I really like this design a lot. I like the curves and the overall shape, but the two squares on the side, imho, really interrupt the flow of the curves. Other than that, I'd like to see this design be built.


----------



## pett (May 11, 2005)

The design is awesoem but it's a little big for the area. It will look good if it was smaller.


----------



## Harkeb (Oct 12, 2004)

stunning towers! I hope till be the trend for towers to come. I feel like im living the future already!


----------



## fahed (Nov 10, 2004)

When I first looked at it I thought it was some modified BAA, but it's different and really cool. I would say if you made the facade's color red (the kind of red eye) it might look cooler.


----------



## six453 (Jul 11, 2005)

for what project is this? and where is it located? is this a competition entry?

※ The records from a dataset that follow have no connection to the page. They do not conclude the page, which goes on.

PR #8550, opened 2023-11-30
[cavs2.5-001] topology1: sof-hda-generic: enable dts playback

macchian:
Enabling dts pipeline on HDA0 speaker/headphone playaback.
In this case, using defined macro W_PIPELINE_TOP() to add missing dai pipeline is due to topology not found it for PCM0P.
Verified dts test blobs via sof-ctl.

### DIFF
--- a/tools/topology/topology1/CMakeLists.txt
+++ b/tools/topology/topology1/CMakeLists.txt
@@ -27,6 +27,7 @@ set(TPLGS
 	"sof-hda-generic\;sof-hda-generic-2ch\;-DCHANNELS=2\;-DHSPROC=volume\;-DDMICPROC_FILTER1=eq_iir_coef_highpass_40hz_20db_48khz.m4\;-DDMIC16KPROC_FILTER1=eq_iir_coef_highpass_40hz_20db_16khz.m4\;-DDYNAMIC=1"
 	"sof-hda-generic\;sof-hda-generic-3ch\;-DCHANNELS=4\;-DHSPROC=volume\;-DDMICPROC_FILTER1=eq_iir_coef_highpass_40hz_20db_48khz.m4\;-DDMIC16KPROC_FILTER1=eq_iir_coef_highpass_40hz_20db_16khz.m4\;-DDYNAMIC=1"
 	"sof-hda-generic\;sof-hda-generic-4ch\;-DCHANNELS=4\;-DHSPROC=volume\;-DDMICPROC_FILTER1=eq_iir_coef_highpass_40hz_20db_48khz.m4\;-DDMIC16KPROC_FILTER1=eq_iir_coef_highpass_40hz_20db_16khz.m4\;-DDYNAMIC=1"
+	"sof-hda-generic\;sof-hda-generic-4ch-dts\;-DCHANNELS=4\;-DHSPROC=volume\;-DDMICPROC_FILTER1=eq_iir_coef_highpass_40hz_20db_48khz.m4\;-DDMIC16KPROC_FILTER1=eq_iir_coef_highpass_40hz_20db_16khz.m4\;-DDYNAMIC=1\;-DDTS=`DTS'"
 	## end HDaudio codec topologies
 
 	"sof-hda-generic-idisp\;sof-hda-generic-idisp\;-DCHANNELS=0\;-DDYNAMIC=1"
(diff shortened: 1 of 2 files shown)


tools/topology/topology1/CMakeLists.txt
```diff
@@ -27,6 +27,7 @@ set(TPLGS
 	"sof-hda-generic\;sof-hda-generic-2ch\;-DCHANNELS=2\;-DHSPROC=volume\;-DDMICPROC_FILTER1=eq_iir_coef_highpass_40hz_20db_48khz.m4\;-DDMIC16KPROC_FILTER1=eq_iir_coef_highpass_40hz_20db_16khz.m4\;-DDYNAMIC=1"
 	"sof-hda-generic\;sof-hda-generic-3ch\;-DCHANNELS=4\;-DHSPROC=volume\;-DDMICPROC_FILTER1=eq_iir_coef_highpass_40hz_20db_48khz.m4\;-DDMIC16KPROC_FILTER1=eq_iir_coef_highpass_40hz_20db_16khz.m4\;-DDYNAMIC=1"
 	"sof-hda-generic\;sof-hda-generic-4ch\;-DCHANNELS=4\;-DHSPROC=volume\;-DDMICPROC_FILTER1=eq_iir_coef_highpass_40hz_20db_48khz.m4\;-DDMIC16KPROC_FILTER1=eq_iir_coef_highpass_40hz_20db_16khz.m4\;-DDYNAMIC=1"
+	"sof-hda-generic\;sof-hda-generic-4ch-dts\;-DCHANNELS=4\;-DHSPROC=volume\;-DDMICPROC_FILTER1=eq_iir_coef_highpass_40hz_20db_48khz.m4\;-DDMIC16KPROC_FILTER1=eq_iir_coef_highpass_40hz_20db_16khz.m4\;-DDYNAMIC=1\;-DDTS=`DTS'"
```
plbossart, line 30: I have mixed feelings about this, all existing HDaudio topologies don't have any processing, so new topologies with processing should be handled in a well-identified block. @singalsu was also working on changes to HDaudio, we should place all 'enhanced' topologies together IMHO.

At a minimum this should be a different comment block, worst-case a different file.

in my opinion it looks like a king cobra in the last render


----------



## Intoxication (Jul 24, 2005)

Not bad.


----------



## DISTANCESTUDIO (Jun 4, 2005)

It is a multi-function tower ( residential, hotel and administration).
The base is mall


----------



## londonindyboy (Jul 24, 2005)

looks very interesting.


----------



## londonindyboy (Jul 24, 2005)

harkerb said:


> stunning towers! I hope till be the trend for towers to come. I feel like im living the future already!


 me too


----------



## DARKNIGHT (Jun 26, 2005)

Gorgeous Tower


----------



## DISTANCESTUDIO (Jun 4, 2005)

any more comments


----------



## Effer (Jun 9, 2005)

I Love it! But, it would be better if it was taller!


----------



## You are to blame (Oct 14, 2004)

i like it even though it looks like a ****** from this angle :cheers: .


----------



## 627 (Aug 17, 2004)

hahahahaha

a hairy one from the eighties


----------



## DISTANCESTUDIO (Jun 4, 2005)

what do u mean by hairy one from eighties


----------



## chris1981 (Jul 12, 2005)

I think the design is interesting but maybe to busy. It appears as some giant skeleton sticking up out of the ground. I realize the client was looking for an icon but it doesn't have to be chaotic and super busy in order to become an icon. There are many iconic skyscrapers that are very simple in form. I would like to see the design a little more soft and fluid personally. I think its a nice idea as it stand now but I would try toning it down a bit. I also think that the square windows on the side need to go, they mess with the overall composition of the form.


----------



## TampaMike (Sep 11, 2005)

I love it a lot.The only thing I would change would be the front garden plan.I would have palm trees going dowm the pathway and two marvelous fountains on each side and some garden work by the front of the tower..But looks amazing.Wish they were building that in Tampa,Jason


----------



## Cliff (Dec 5, 2002)

chris1981 said:


> I think the design is interesting but maybe to busy. It appears as some giant skeleton sticking up out of the ground. I realize the client was looking for an icon but it doesn't have to be chaotic and super busy in order to become an icon. There are many iconic skyscrapers that are very simple in form. I would like to see the design a little more soft and fluid personally. I think its a nice idea as it stand now but I would try toning it down a bit. I also think that the square windows on the side need to go, they mess with the overall composition of the form.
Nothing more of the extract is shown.